» **What you will do**
Work through the material below line by line and say how many lines include the word "their". Only the number, please.
────────
PR #4136, opened 2026-07-22
[kleidiai] Add dequantization for QS4CX

jaemini-shin:

<details><summary>[kleidiai] Add dequantization for QS4CX</summary><br />

- Add dequant_qs4cx_f32 for arm, x86, fallback
- Add nxk, kxn fallback implementation
- Add unittest

</details>

### Summary
This PR adds fallback for QS4CX dequantization.

**Self evaluation:**

### DIFF
--- a/nntrainer/tensor/cpu_backend/arm/arm_compute_backend.cpp
+++ b/nntrainer/tensor/cpu_backend/arm/arm_compute_backend.cpp
@@ -639,9 +639,15 @@ void dequant_qs4cx_f32(size_t n, size_t k, void *rhs_native_mtx_qs4cx,
 
 void dequantize_row_qs4cx(size_t n_idx, size_t k, void *rhs_native_mtx_qs4cx,
                           void *rhs_scales_f32, void *rhs_native_mtx_f32) {
+#ifdef __ARM_NEON
+  nntrainer::neon::dequantize_row_qs4cx_neon(
+    n_idx, k, (const uint8_t *)rhs_native_mtx_qs4cx,
+    (const float *)rhs_scales_f32, (float *)rhs_native_mtx_f32);
+#else
   __fallback_dequantize_row_qs4cx_f32(
     n_idx, k, (const uint8_t *)rhs_native_mtx_qs4cx,
     (const float *)rhs_scales_f32, (float *)rhs_native_mtx_f32);
+#endif
 }
 
 size_t get_rhs_packed_size_qsi4cxp_qs4cxs1s0(size_t n, size_t k,
--- a/nntrainer/tensor/cpu_backend/arm/arm_compute_backend.cpp
+++ b/nntrainer/tensor/cpu_backend/arm/arm_compute_backend.cpp
@@ -623,6 +623,27 @@ void quant_qs4cx_f32(size_t n, size_t k, void *rhs_native_mtx_f32,
   }
 }
 
+void dequant_qs4cx_f32(size_t n, size_t k, void *rhs_native_mtx_qs4cx,
+                       void *rhs_scales_f32, void *rhs_native_mtx_f32,
+                       bool is_nxk) {
+  if (is_nxk) {
+    __fallback_dequant_nxk_qs4cx_f32(
+      n, k, (const uint8_t *)rhs_native_mtx_qs4cx,
+      (const float *)rhs_scales_f32, (float *)rhs_native_mtx_f32);
+  } else {
+    __fallback_dequant_kxn_qs4cx_f32(
+      n, k, (const uint8_t *)rhs_native_mtx_qs4cx,
+      (const float *)rhs_scales_f32, (float *)rhs_native_mtx_f32);
+  }
+}
+
+void dequantize_row_qs4cx(size_t n_idx, size_t k, void *rhs_native_mtx_qs4cx,
+                          void *rhs_scales_f32, void *rhs_native_mtx_f32) {
+  __fallback_dequantize_row_qs4cx_f32(
+    n_idx, k, (const uint8_t *)rhs_native_mtx_qs4cx,
+    (const float *)rhs_scales_f32, (float *)rhs_native_mtx_f32);
+}
+
 size_t get_rhs_packed_size_qsi4cxp_qs4cxs1s0(size_t n, size_t k,
                                              size_t idx_variant, bool is_nxk) {
 #ifndef ARMV7
--- a/nntrainer/tensor/cpu_backend/arm/arm_compute_backend.h
+++ b/nntrainer/tensor/cpu_backend/arm/arm_compute_backend.h
@@ -1483,6 +1483,46 @@ void quant_qs4cx_f32(size_t n, size_t k, void *rhs_native_mtx_f32,
                      bool is_nxk);
 
 /**
+ * @brief qs4cx dequantization of rhs matrix. Inverse of quant_qs4cx_f32.
+ * Converts quantized int4 back to float32 using per-channel scales.
+ * qs4cx refers to quantized symmetric 4-bit channel-wise quantization.
+ *
+ * @warning You should allocate memory for output before use:
+ *  - rhs_native_mtx_f32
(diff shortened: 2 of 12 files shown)


nntrainer/tensor/cpu_backend/arm/arm_compute_backend.h
```diff
@@ -1482,6 +1482,46 @@ void quant_qs4cx_f32(size_t n, size_t k, void *rhs_native_mtx_f32,
...
+ *    n * k * sizeof(float)
+ *
+ * @param[in] n N for (M, K) * (K, N) = (M, N) in noTrans GEMM
+ * @param[in] k K for (M, K) * (K, N) = (M, N) in noTrans GEMM
+ * @param[in] rhs_native_mtx_qs4cx quantized matrix data
+ * @param[in] rhs_scales_f32 per-channel quantization scales
+ * @param[out] rhs_native_mtx_f32 dequantized matrix data in float32
+ * @param[in] is_nxk true if the quantized matrix is stored in nxk format
+ */
+void dequant_qs4cx_f32(size_t n, size_t k, void *rhs_native_mtx_qs4cx,
```
jaemini-shin, line 1501: This is a dequant for tensor.

nntrainer/tensor/cpu_backend/arm/arm_compute_backend.h
```diff
@@ -1482,6 +1482,46 @@ void quant_qs4cx_f32(size_t n, size_t k, void *rhs_native_mtx_f32,
...
+ *  - rhs_native_mtx_f32
+ *    k * sizeof(float)
+ *
+ * @param[in] n_idx channel (row) index to dequantize
+ * @param[in] k K length of the row (channel)
+ * @param[in] rhs_native_mtx_qs4cx full nxk quantized matrix data
+ * @param[in] rhs_scales_f32 per-channel quantization scales
+ * @param[out] rhs_native_mtx_f32 dequantized row data in float32 (k floats)
+ */
+void dequantize_row_qs4cx(size_t n_idx, size_t k, void *rhs_native_mtx_qs4cx,
```
jaemini-shin, line 1522: This is a dequant for row

nntrainer/tensor/cpu_backend/arm/arm_compute_backend.cpp
```diff
@@ -623,6 +623,33 @@ void quant_qs4cx_f32(size_t n, size_t k, void *rhs_native_mtx_f32,
...
+    __fallback_dequant_kxn_qs4cx_f32(
+      n, k, (const uint8_t *)rhs_native_mtx_qs4cx,
+      (const float *)rhs_scales_f32, (float *)rhs_native_mtx_f32);
+  }
+}
+
+void dequantize_row_qs4cx(size_t n_idx, size_t k, void *rhs_native_mtx_qs4cx,
+                          void *rhs_scales_f32, void *rhs_native_mtx_f32) {
+#ifdef __ARM_NEON
+  nntrainer::neon::dequantize_row_qs4cx_neon(
```
jaemini-shin, line 643: As of now, only arm has optimized kernel.

Seunghui98 (commented):
## Description

Adds QS4CX dequantization: `__fallback_dequant_{nxk,kxn}_qs4cx_f32` and `__fallback_dequantize_row_qs4cx_f32` in the fallback layer, a NEON row kernel `dequantize_row_qs4cx_neon`, public `dequant_qs4cx_f32` / `dequantize_row_qs4cx` entry points on the arm/x86/fallback backends, and unit tests for both the fallback and NEON paths.

## Summary

- Round-trip semantics check out against the existing quantizers. Both `__fallback_quant_{nxk,kxn}_qs4cx_f32` store `recip_scale0 = 1/scale0` in `rhs_scales_f32[n_idx]` and both take their f32 input in **nxk** layout, so `code * scale` and the nxk-shaped output of `__fallback_dequant_kxn_qs4cx_f32` are the correct inverses. The `@note output matrix will be the (n,k) shape` on the kxn variant is accurate, not a slip.
- The NEON kernel is correct as far as I can tell. `vzipq_u8(low_nibbles, high_nibbles)` yields `val[0] = e0..e15`, `val[1] = e16..e31` (zip1/zip2 on A64, VZIP on A32 — same result), matching the comment; `vsubq_s8(..., 8)` is safe since nibbles are `0..15`; and the widening chain preserves element order. Bounds are fine at every step: the 32-element loop needs `i/2 + 16 <= k/2`, the 16-element block needs `i/2 + 8 <= k/2`, and both follow from their guards, with the `< 16` remainder left to scalar code.
- Test shapes cover the paths that matter: `k=255` exercises the 32-loop, the 16-block, and a 15-element odd tail in one go, and `k=7`/`k=255` cover the unused high nibble of the last byte.

## Bug

None found. The items below are API consistency and coverage.

1. **`dequant_qs4cx_f32` on ARM never uses NEON.** `arm_compute_backend.cpp` dispatches straight to the fallback for both layouts, even though the `is_nxk` case is exactly `n` iterations of the NEON row kernel you just added. Right now the per-row API is accelerated and the whole-matrix API — the more likely hot path — is not. A loop over `dequantize_row_qs4cx_neon` would close that with a few lines.

2. **`dequantize_row_qs4cx` is nxk-only but doesn't say so in its signature.** Unlike `dequant_qs4cx_f32`, it has no `is_nxk` parameter and no guard, so a kxn buffer passed in silently produces garbage. Either add the flag or rename to `dequantize_row_nxk_qs4cx` so the constraint is visible at the call site.

3. **Stride is spelled two different ways.** The NEON kernel uses `(k + 1) / 2`, the fallback uses `roundup(k, 2) / 2`. They're equal for all `k`, but since the layout contract lives in that one expression, having a single form (or a shared helper) makes future changes safer.

4. **`dequantize_row_qs4cx_perf_vs_fallback` is a benchmark inside the unit test target.** It asserts byte-identity, which is good, but the timing part has no threshold and just prints, so it adds runtime to every CI run without being able to fail on a regression. Worth either moving it to the benchmark target or adding an actual bound.

5. **Minor:** `dequant_qs4cx_f32` / `dequantize_row_qs4cx` are byte-identical in `fallback.cpp` and `x86_compute_backend.cpp`, and near-identical in `arm_compute_backend.cpp`. That matches the existing pattern in this directory, so no objection — just noting it in case item 1 makes the arm copy actually diverge.

---

test/unittest/unittest_nntrainer_kleidiai.cpp
```diff
@@ -488,6 +461,124 @@ INSTANTIATE_TEST_SUITE_P(
...
+  const double iters = static_cast<double>(iterations);
+  std::cout << "[INFO] dequantize_row_qs4cx n=" << n << " k=" << k
+            << " (avg of " << iterations << " iters)" << std::endl;
+  std::cout << "[INFO] fallback: " << fallback_ns / iters / 1000.0 << " us, "
+            << std::endl;
+  std::cout << "[INFO] neon    : " << neon_ns / iters / 1000.0 << " us, "
+            << std::endl;
+  std::cout << "[INFO] speedup : "
+            << static_cast<double>(fallback_ns) / static_cast<double>(neon_ns)
+            << "x" << std::endl;
```
Seunghui98, line 607: it's just out of curiousity. 🤔
I think it is unnatural to print the test time to the unit test, is this necessary?

jaemini-shin: This PR was uploaded before #4060. I'll make this test disabled with `--bench`!

Seunghui98 (approved):
LGTM 👍

jayden0701 (approved):
LGTM!

jijoongmoon (approved):
Just for the confirmation, is this for the dynamic quantization & dequantization for KAI? 
LGTM

jaemini-shin:
> Just for the confirmation, is this for the dynamic quantization & dequantization for KAI? LGTM

@jijoongmoon It could be used for Q-DQ, but what I intended was for row-wise DQ for embedding layer.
────────
» **Your solution**
2